INPUT RECORDS |
------------------------------------------------------------------------
Issue #44, opened 2020-05-25
Support for i18n


uporot1k:
Hello, thanks for such a wonderful module. I have a question, is there any possibility to use i18n together with your module?

juliomrqz:
If your using [nuxt-i18n](https://github.com/nuxt-community/nuxt-i18n), you can save you files in different directories based on your supported languages and fetch them like this.

```js
export default {
  async asyncData({ app, params, $content }) {
    const { slug } = params;
    const posts = await $content("blog", app.i18n.locale, slug).fetch();

    return { posts };
  },
};
```

uporot1k:
There is my code 
`async fetch() {
    this.submenu = await this.$content('submenu', this.$i18n.locale, 'index').fetch().catch();
  },`

but when i switch page, content wouldn't update(

Atinux:
@juliomrqz answer is the one I recommend, and also the one we use in the content documentation: https://github.com/nuxt/content/blob/master/docs/pages/_slug.vue#L31

uporot1k:
> @juliomrqz answer is the one I recommend, and also the one we use in the content documentation: https://github.com/nuxt/content/blob/master/docs/pages/_slug.vue#L31

But what if i want use this module not on page component. I have nav which i want place in .md file and get it in fetch function.

PR #797, opened 2021-02-25
docs(docs): add l10n and i18n snippet

Tommytrg:
## Types of changes

## Description

I spent some time looking to use Nuxt content with @nuxt/i18n and found the solution in #44. I think having that response in the documentation would have saved me time.

## Checklist:

### DIFF
--- a/docs/content/en/integrations.md
+++ b/docs/content/en/integrations.md
@@ -284,3 +284,22 @@ We recommend to take a look at this tutorial made by [Pascal Cauhépé](https://
 👉 &nbsp;https://nuxt-content-and-forestry.netlify.app
 
 </alert>
+
+## Localization & Internationalization
+
+You can use Nuxt Content with [nuxt-i18n](https://github.com/nuxt-community/i18n-module) to support multiple languages.
+
+** Example ** 
+
+```
+export default {
+  async asyncData({ app, params, $content }) {
+    const { slug } = params
+    const posts = await $content(app.i18n.locale, "blog", slug).fetch()
+
+    return { posts }
+  },
+}
+```
+
+That code loads the content from the file located in the following path: `<locale>/blog.md`.


docs/content/en/integrations.md
```diff
@@ -284,3 +284,22 @@ We recommend to take a look at this tutorial made by [Pascal Cauhépé](https://
 👉 &nbsp;https://nuxt-content-and-forestry.netlify.app
 
 </alert>
+
+## @nuxtjs/i18n
+
+You can use Nuxt Content with [nuxt-i18n](https://github.com/nuxt-community/i18n-module).
```
Soviut, line 290: I realize it's inconsistent in this document, but it would be nice to include just a bit more of an explanation of what the i18n module is for.

```suggestion
You can use Nuxt Content with [nuxt-i18n](https://github.com/nuxt-community/i18n-module) to support multiple languages.
```

docs/content/en/integrations.md
```diff
@@ -284,3 +284,22 @@ We recommend to take a look at this tutorial made by [Pascal Cauhépé](https://
 👉 &nbsp;https://nuxt-content-and-forestry.netlify.app
 
 </alert>
+
+## @nuxtjs/i18n
```
pi0, line 288: Package name is (yet) not `@nuxtjs/i18n`). Maybe we can simply use `Localization` for title?

Tommytrg: Sounds good to me. Do you prefer `Localization`, `Internationalization` or simply `nuxt-i18n` for the title?

Soviut: While normally I'd agree that `Localization` is the name to go with, the module referenced directly after has `i18n` in the name. Perhaps the title could be both `Localization & Internationalization`?

Tommytrg:
What are the next steps for this?

NozomuIkuta (commented):
@Tommytrg 

Hi, 

I found a phrase below in Community/Snippet page, so I think it's nice to add a link from here to the content of your PR, isn't it (with modification if needed) ?

> Don't forget to prefix your calls with the current locale if you're using nuxt-i18n.

With this point changed, I think we can merge this PR. 👍

Tahul:
I'm merging this, will be useful for upcoming merging of docs (v1 / v2 on same website).

PR #820, opened 2021-03-10
feat: add yarn v2 (berry) support

mathe42:
## Types of changes

## Description

This PR adds yarn v2 support. For this the json5 dependencie has to be added directly in package.json

## Checklist:


mathe42:
As json5 is required by some code with yarn v2 @nuxt/content has to declare it in the dependencies.

This is a single line change to the package.json

Just wondering why is yarn.lock not in git and not in .gitignore? One of this should be true!?

NozomuIkuta (commented):
@mathe42 

Would you share some references so that we can know better why `json5` package is needed?
Once it's verified, I think I can merge this PR.

By the way, `yarn.lock` was generated again after you had created this PR.
So it would be safer if you merge the main branch to your branch and update `yarn.lock` file as needed.

mathe42:
JSON5 is imported here: https://github.com/nuxt/content/blob/main/packages/content/lib/database.js#L5 so for yarn v2 (berry) it would be optimal to add it to dependencies. (You can have multiple versions of a package with yarn v2 so yarn doesn't know wich to use. (There are workarounds but I think adding the dependencie would be a good idea).

NozomuIkuta (approved):
@mathe42 

Thank you for quick response!

I see, and yeah, JSON5 package definitely should be added as a dependency if it's directly used by the package, regardless of Yarn's requirement. 🙌

Issue #816, opened 2021-03-06
Incompatible type definition of fetch()?


Yz4230:
[Helped by DeepL]

Thank you for developing such a great module.
The type definitions for the creation and update dates did not work correctly, so I would like to ask if this is the intended behavior.

Here is the type definition of `QueryBuilder.fetch()` in [query-builder.d.ts](https://github.com/nuxt/content/blob/939caf36c547a6b4af6e303c52ed5989a5dea2f0/packages/content/types/query-builder.d.ts#L10)
```typescript
export class QueryBuilder {
// ...L80~L81
  fetch(): Promise<IContentDocument | IContentDocument[]>;
  fetch<T>(): Promise<(T & IContentDocument) | (T & IContentDocument)[]>;
}
```

And the return type of `fetch()` implementation and `IContentDocument` 's definition are ...
[query-builder.js](https://github.com/nuxt/content/blob/939caf36c547a6b4af6e303c52ed5989a5dea2f0/packages/content/lib/query-builder.js#L202)
```typescript
class QueryBuilder {
// ...L202~L246
  async fetch() {
  //...L245
    return JSON.parse(JSON.stringify(data))
  }
}
```

[content.d.ts](https://github.com/nuxt/content/blob/939caf36c547a6b4af6e303c52ed5989a5dea2f0/packages/content/types/content.d.ts#L6)
```typescript
//...L6
export interface IContentDocument extends Record<string, any> {
  dir: string;
  path: string;
  extension: '.md' | '.json' | '.yaml' | '.xml' | '.csv' | string;
  slug: string;
  createdAt: Date;
  updatedAt: Date;
}
```

In the `return` part of the `fetch()`, `JSON.parse(JSON.stringify(data))` is used to clone `data`. However, the actual return type from this implementation is `RealIContentDocument | RealIContentDocument[]`

```typescript
interface RealIContentDocument {
  dir: string;
  path: string;
  extension: '.md' | '.json' | '.yaml' | '.xml' | '.csv' | string;
  slug: string;
  createdAt: string; // This field cannot be `Date`. The value of this field seems to be a string of ISO time.
  updatedAt: string; // This field is too!
}
```

This is my first issue and I am sure I have some inadequacies, but I would appreciate it if you could help me.
Thank you.

Edit: This behavior seems to come from Nuxt. I continue investigating.

PR #825, opened 2021-03-14
Update type definition of QueryBuilder.fetch() (#816)

Yz4230:
## Types of changes

- [x] **NEW!** Update type definition

## Description

Just fix `QueryBuilder.fetch()` return type definition.

## Checklist:

### DIFF
--- a/packages/content/types/query-builder.d.ts
+++ b/packages/content/types/query-builder.d.ts
@@ -1,10 +1,23 @@
-import type { IContentDocument } from './content';
 interface QueryBuilderOptions {
   query: any;
   path: string;
   init: any;
   text: any;
   postprocess?: any[];
+}
+
+interface FetchReturn extends Record<string, any> {
+  dir: string;
+  path: string;
+  extension: '.md' | '.json' | '.yaml' | '.xml' | '.csv' | string;
+  slug: string;
+  createdAt: string;
+  updatedAt: string;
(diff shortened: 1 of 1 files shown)


packages/content/types/query-builder.d.ts
```diff
@@ -7,6 +6,20 @@ interface QueryBuilderOptions {
...
+  path: string;
+  extension: '.md' | '.json' | '.yaml' | '.xml' | '.csv' | string;
+  slug: string;
+  createdAt: string;
+  updatedAt: string;
+  toc?: {
+    id: string;
+    depth: number;
+    text: string;
+  }[];
```
danielroe, line 20: This should probably be added to `IContentDocument` instead of duplicating it here.

Yz4230: I will introduce `IContentDocumentBase` to avoid code duplication.
And add missing `body` field too.

packages/content/types/query-builder.d.ts
```diff
@@ -1,4 +1,5 @@
-import type { IContentDocument } from './content';
+import { IContentDocumentBase } from "./content";
```
danielroe, line 1:
```suggestion
import type { IContentDocumentBase } from "./content";
```

danielroe (approved):
Looks good to me - thank you ❤️

PR #894, opened 2021-05-22
fix(content): process dynamic component

### LINKED ISSUE #856: It is possible to pass through a component via frontmatter?
have a markdown file with YAML frontmatter. In the frontmatter, I want to refer to a component such as:

```
---
title: Hello world
component: <component-a></component-a>
---
Lorem ipsum...
```

I want to refer to this in a page file via {{page.component}}. Is there a way to have vue recognize this? Right now, it just spits out <component-a></component-a>, instead of the actual component.

NozomuIkuta:
## Types of changes

## Description

Resolves: #856 

I tried to resolve #856 by using Vue's `component` built-in component, by which we can have a control on what is rendered in runtime.
As a result, I failed and found the following points (if I'm correct):

- While `component` component is explained as a built-in component in term of API, it's actually not registered by `Vue.component()` like normal components.
- When we use `component` in Vue template, it is parsed like:
  - `tag` is value of `is` prop 
  - `data.attr.tag` is set as `"component"`.
- On the other hand, when we use `component` in markdown, the `node` object parsed is like:
  - `tag` is `"component"`
  - `props.is` is value of `is` prop
- As a result, Vue tries to search a component whose name is `"component"` and warns it's not registered.

This PR is to make consistent schema of parsed data, so that Vue can handle it correctly that `component` used in markdown.

...By the way, I have just come up with another approach while writing this message.
Should I have modified files in `parsers/markdown` directory...? 😨 

## Checklist:

It may be worth adding a snippet of dynamic component in markdown. Should I?

I have not yet added unit tests, but do some smoke tests with Nuxt app in my local: 

- Check if bare `<component :is="...">` in markdown is rendered correctly
- Check if `<component :is="...">` with slot content in markdown is rendered correctly

### DIFF
--- a/packages/content/templates/nuxt-content.js
+++ b/packages/content/templates/nuxt-content.js
@@ -5,6 +5,8 @@ const rootKeys = ['class-name', 'class', 'style']
 const rxOn = /^@|^v-on:/
 const rxBind = /^:|^v-bind:/
 const rxModel = /^v-model/
+const rxIs = /^is|^:is|^v-bind:is/
+const DYMAMIC_COMOPNENT = 'component'
 const nativeInputs = ['select', 'textarea', 'input']
 
 function evalInContext (code, context) {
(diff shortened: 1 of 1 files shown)


packages/content/templates/nuxt-content.js
```diff
@@ -79,6 +81,24 @@ function slotsToData (node, h, doc) {
...
+  const key = Object.keys(props).find((key) => rxIs.test(key))
+  const value = props[key]
+
+  if (value) {
+    node.tag = value in doc ? doc[value] : evalInContext(value, doc)
+    node.props.tag = DYMAMIC_COMOPNENT
+    node.children = node.children.filter((child) => {
+      const _child = processNode(child, h, doc)
+      return !(typeof _child === 'string' && /^\s*$/.test(_child))
+    })
```
NozomuIkuta, line 95: If I used `component` component in Vue template, the parsed node's `children` doesn't include nodes whose type is `"text"` and value is just like `\n`.

packages/content/templates/nuxt-content.js
```diff
@@ -79,6 +81,24 @@ function slotsToData (node, h, doc) {
...
+    delete node.props[key]
```
NozomuIkuta, line 96: If I used component component in Vue template, the parsed node doesn't have `is` prop.

packages/content/templates/nuxt-content.js
```diff
@@ -79,6 +81,24 @@ function slotsToData (node, h, doc) {
...
+  } else { /* Let Vue warn if :is prop is absent */ }
```
NozomuIkuta, line 97: Vue will warn like:

> [Vue warn]: Unknown custom element: <component> - did you register the component correctly? For recursive components, make sure to provide the "name" option.

Tahul:
Hey @NozomuIkuta ; on your own suggestion I am closing this! 😄

Let's keep in track in #856 if it is still relevant to `v2`. 🙂

Issue #904, opened 2021-06-04
CSS classes in Markdown component don't merge with component's root class


ManasMadrecha:
### Version
@nuxt/content: v1.14.0
nuxt: v2.15.5

### Steps to reproduce
1. Create a component `abc.vue`.
```html
<template>
  <div class="level1">
   <div class="level2">
    <slot></slot>
   </div>
  </div>
</template>
```

2. Use it in markdown

```md
<abc class="tw-bg-pink-100">
</abc>
```

### What is Expected?
1. `<abc>` component's root should have two classes, i.e. `level1` and `tw-bg-pink-100`.

### What is actually happening?
1. `<abc>` component only gets the class applied in markdown, i.e. `tw-bg-pink-100`.
2. `level1` class is simply removed.

NozomuIkuta:
Duplicate of #831?

PR #905, opened 2021-06-04
fix(content): merge css classes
------------------------------------------------------------------------
Filter the entries above down to the lines that contain "implementation".

RESPONSE TO THE EXERCISE |
And the return type of `fetch()` implementation and `IContentDocument` 's definition are ...
In the `return` part of the `fetch()`, `JSON.parse(JSON.stringify(data))` is used to clone `data`. However, the actual return type from this implementation is `RealIContentDocument | RealIContentDocument[]`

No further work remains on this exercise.